Is Google a Scraper Website?

Daniel Kosir

10 years ago

Remember when Google released the Panda algorithm?

This was when content penalties were introduced, used primarily to eliminate scraper websites that would rip content from one website and put it on their own. This practice was frowned upon particularly because, often, these scraper websites would rank higher for that content than the original site or author. Since that time, it's been made clear that if you have duplicate content - essentially, if you're copying some other source - then you're going to feel Google's wrath.

Why, then, is it acceptable for Google to do the very thing they are telling everybody else not to do? Take a look at the below example. I typed in "search engine marketing" in the search bar, and these are the results I was given:

This is, by definition, what a scraper website does. Google has taken content directly from Wikipedia and put in on their search results page. And, it is ranking higher than Wikipedia, which is the original author of the content. How is this any different from what Google is penalizing other sites for doing?
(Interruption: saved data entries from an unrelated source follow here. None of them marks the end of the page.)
PR #244, opened 2015-11-23
IE11 Support

mixonic:
This gets tests passing under IE11, and stops using `input` (which is not supported on IE11 contentEditable).

TODO:

* [ ] ~~`input` was triggering a reparse when text content is drag/dropped. Instead of relying on native drag/drop, we should take a cue from other libs and trigger a copy when the user starts dragging. A `drop` can then be a paste event. This is important for us to drag around cards, beyond just restoring old drag behaviors that `input` powered.~~ This behavior is not widely used, and already kind of janky/busted today. Will land this as a followup instead of as part of this commit.
* [x] dropping `input` also breaks text insertion via context menu (like a spelling correction). to restore this functionality, we should look at using `change` events (unknown how viable they are) or DOM mutation events (which are supported in IE11+).

### DIFF
--- a/src/js/utils/cursor.js
+++ b/src/js/utils/cursor.js
@@ -147,8 +147,13 @@ const Cursor = class Cursor {
 
     const range = document.createRange();
     range.setStart(node, offset);
-    this.selection.addRange(range);
-    this.selection.extend(endNode, endOffset);
+    if (direction === DIRECTION.BACKWARD && !!this.selection.extend) {
+      this.selection.addRange(range);
+      this.selection.extend(endNode, endOffset);
+    } else {
+      range.setEnd(endNode, endOffset);
+      this.selection.addRange(range);
+    }
   }
 
   _hasSelection() {
--- a/src/js/utils/lifecycle-callbacks.js
+++ b/src/js/utils/lifecycle-callbacks.js
@@ -17,4 +17,15 @@ export default class LifecycleCallbacksMixin {
     }
     this.callbackQueues[queueName].push(callback);
   }
+  addCallbackOnce(queueName, callback) {
+    if (!queueName) { throw new Error('Must pass queue name to addCallbackOnce'); }
+    let queue = this.callbackQueues[queueName];
+    if (!queue) {
+      this.callbackQueues[queueName] = queue = [];
+    }
+    let index = queue.indexOf(callback);
+    if (index === -1) {
+      queue.push(callback);
+    }
+  }
 }
--- a/src/js/utils/selection-utils.js
+++ b/src/js/utils/selection-utils.js
@@ -11,7 +11,36 @@ function comparePosition(selection) {
 
   const position = anchorNode.compareDocumentPosition(focusNode);
 
-  if (position & Node.DOCUMENT_POSITION_FOLLOWING) {
+  // IE may select return focus and anchor nodes far up the DOM tree instead of
+  // picking the deepest, most specific possible node. For example in
+  //
+  //     <div><span>abc</span><span>def</span></div>
+  //
+  // with a cursor between c and d, IE might say the focusNode is <div> with
+  // an offset of 1. However the anchorNode for a selection might still be
+  // <span> 2 if there was a selection.
+  //
+  // This code walks down the DOM tree until a good comparison of position can be
+  // made.
+  //
+  if (position & Node.DOCUMENT_POSITION_CONTAINS) {
+    return comparePosition({
+      focusNode: focusNode.childNodes[focusOffset],
+      focusOffset: 0,
+      anchorNode, anchorOffset
+    });
+  } else if (position & Node.DOCUMENT_POSITION_CONTAINED_BY) {
+    let offset = anchorOffset - 1;
+    if (offset < 0) {
+      offset = 0;
+    }
+    return comparePosition({
+      anchorNode: anchorNode.childNodes[offset],
+      anchorOffset: 0,
+      focusNode, focusOffset
+    });
+  // The meat of translating anchor and focus nodes to head and tail nodes
+  } else if (position & Node.DOCUMENT_POSITION_FOLLOWING) {
     headNode = anchorNode; tailNode = focusNode;
     headOffset = anchorOffset; tailOffset = focusOffset;
     direction = DIRECTION.FORWARD;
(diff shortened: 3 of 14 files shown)


mixonic:
@bantic ready for a read.

* Replace the `input` event with mutation observer
* Only use `Selection#extend` if needed and present
* Use range/paste based text insertion instead of unsupported
  execCommand('insertText' for tests
* Also fix keyCodes in tests (keyCodes are not charCodes)

Adds a `didReparse` queue for executing text expansions based on the trigger key after the next reparse.

tests/acceptance/cursor-movement-test.js
```diff
@@ -169,57 +170,62 @@ module('Acceptance: Cursor Movement w/ shift', {
   }
 });
 
-test('left arrow when at the end of a card moves the cursor across the card', assert => {
-  let mobiledoc = Helpers.mobiledoc.build(({post, cardSection}) => {
-    return post([
-      cardSection('my-card')
-    ]);
+if (supportsSelectionExtend()) {
```
bantic: For some tests in the past we had a function `skipInPhantom` that ran the tests if they weren't running in phantom.
If there end up being multiple tests that shouldn't run for IE a `skipInIE` function or method on test: `test.skipIf(conditionFn, name, testFn)` would be useful to minimize the noise in diffs.

src/js/utils/cursor.js
```diff
@@ -147,8 +147,13 @@ const Cursor = class Cursor {
 
     const range = document.createRange();
     range.setStart(node, offset);
-    this.selection.addRange(range);
-    this.selection.extend(endNode, endOffset);
+    if (direction === DIRECTION.BACKWARD && !!this.selection.extend) {
```
bantic: Should this use a `supportsSelectionExtend` helper function (lift the one from `tests/helpers`?)

src/js/utils/lifecycle-callbacks.js
```diff
@@ -17,4 +17,15 @@ export default class LifecycleCallbacksMixin {
...
+  addCallbackOnce(queueName, callback) {
+    if (!queueName) { throw new Error('Must pass queue name to addCallbackOnce'); }
+    if (!this.callbackQueues[queueName]) {
+      this.callbackQueues[queueName] = [];
+    }
+    let index = this.callbackQueues[queueName].indexOf(callback);
+    if (index !== -1) {
+      this.callbackQueues[queueName].splice(index, 1);
+    }
+    this.callbackQueues[queueName].push(callback);
```
bantic: Is there a reason to force the callback to always be at the end of the queue like this? If not would be simpler to:
```
if (index === -1) {
  this.callbackQueues[queueName].push(callback);
}
```

src/js/utils/selection-utils.js
```diff
@@ -11,7 +11,23 @@ function comparePosition(selection) {
...
+    return comparePosition({
+      focusNode: focusNode.childNodes[focusOffset],
+      focusOffset: 0,
+      anchorNode, anchorOffset
+    });
+  } else if (position & Node.DOCUMENT_POSITION_CONTAINED_BY) {
+    let offset = anchorOffset - 1;
+    if (offset < 0) {
+      offset = 0;
+    }
```
bantic: `let offset = Math.max(0, anchorOffset - 1);`

What issues are being fixed by the recursive position comparisons?

src/js/utils/cursor.js
mixonic: Hm, I don't think so. The `supportsSelectionExtend` actually does a test when the JS is initially executed, and we don't need that here. I'd like to leave them split apart.

src/js/utils/selection-utils.js
```diff
@@ -20,11 +36,20 @@ function comparePosition(selection) {
...
+      direction = DIRECTION.BACKWARD;
+    } else if (anchorOffset < focusOffset) {
+      headOffset = anchorOffset;
+      tailOffset = focusOffset;
+      direction = DIRECTION.FORWARD;
+    } else {
+      headOffset = anchorOffset;
+      tailOffset = focusOffset;
+      direction = null;
+    }
```
bantic: More of a stylistic suggestion, to me it's more understandable to dry the differences between the 3 scenarios like so:
```
headNode = tailNode = anchorNode;
headOffset = Math.min(anchorOffset, focusOffset); // head always the smaller number
tailOffset = Math.max(anchorOffset, focusOffset); // tail always the larger number
// direction = null if equal, else forward if focus is > offset, backward otherwise
direction = anchorOffset === focusOffset ? null : (focusOffset > anchorOffset ? DIRECTION.FORWARD : DIRECTION.BACKWARD);
```

tests/unit/utils/selection-utils-test.js
```diff
@@ -0,0 +1,83 @@
+const {module, test} = QUnit;
+
+import { comparePosition } from 'mobiledoc-kit/utils/selection-utils';
```
bantic: `import { DIRECTION } from 'mobiledoc-kit/utils/key';`, then can use `DIRECTION.FORWARD`, etc in the tests below

src/js/utils/lifecycle-callbacks.js
mixonic: I felt this was a completeness item, that is should always schedule as late as it was last added. But yeah, where I use it today there is only one thing in the queue regardless. Seem ok to simplify :+1: will do.

bantic:
:+1: The async in tests that use `insertText` is due to the mutation observing firing asynchronously, right?

src/js/utils/selection-utils.js
mixonic: IE picks DOM nodes higher up the tree than Chrome and Safari do. For example in `<div><span>abc</span><span>def</span></div>` with a cursor between `c` and `d` they might say the `focusNode` is `<div>` with an offset of `1`. However the `anchorNode` for a selection might still be `<span>` `2` if there was a selection. We make the upper element descend until a comparison of position can be made.

I can document, there are some test cases added.

tests/unit/utils/selection-utils-test.js
mixonic: :+1:

mixonic:
@bantic correct. I considered passing a callback to be fired on `setTimeout(cb, 0)` or using promises, but wimped out from anything so aggressive. We can ponder more.

src/js/utils/selection-utils.js
bantic: That makes sense. A comment like the above ^ would be helpful. Thanks for adding the tests. I was just too lazy to comprehend the cases they were covering :stuck_out_tongue:

bantic:
Makes sense re the timeouts. Pulling the trigger on promises (or async / await) for tests seems worthwhile at some point, but this looks good to me as is.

It could be said that Google is giving attribution where it's due, but this is a tenuous argument. Other websites that get penalized for duplicate content may very well provide attribution, but the fact is, they are still offering up duplicate content. And Google is doing the same, only nobody is holding it accountable.

The User Experience Argument

The content taken from other sites is becoming more prominent as Google increases the amount of web definitions (such as the example above), direct answers and Knowledge Graph answers it provides in their search results.

In Google's eyes, this is a way to better serve its users with relevant results. And to be fair, this argument carries some validity. Sometimes, people just need a quick answer, and admittedly, I find this method of presenting search results is often useful.

But that doesn't mean it isn't hypocritical. It seems that the user experience argument is a convenient, self-serving excuse that allows Google to say "it's OK for us, but nobody else." Providing this kind of information on the search results page may indeed be useful for users, but the fact remains that it is scraped content - and Google penalizes scraped content.

A Breach Of Contract?

Perhaps more problematic is the fact that this practice can significantly harm websites that rely on Google as a source of traffic. The unspoken agreement between websites and search engines is predicated on a mutually-beneficial exchange: the latter fills their results pages based on content from the former, and the former benefits from the traffic they receive from their website being listed. The inclusion of direct answers, definitions and Knowledge Graph features breaches this agreement, because including such content directly on SERPs eliminates the need for users to click through to the original page. As a result, the sites from which the content originated are not receiving the traffic.

This has a variety of implications. When original lose the traffic coming in from search engines, they lose the opportunity to convert that traffic into leads, generate revenue from advertising, build brand recognition among users, and develop relationships with visitors. Essentially, the very reason that publishers originally wanted to be listed in SERPs is being circumvented.

Improved user experience or not, that doesn't sound like a fair exchange to me.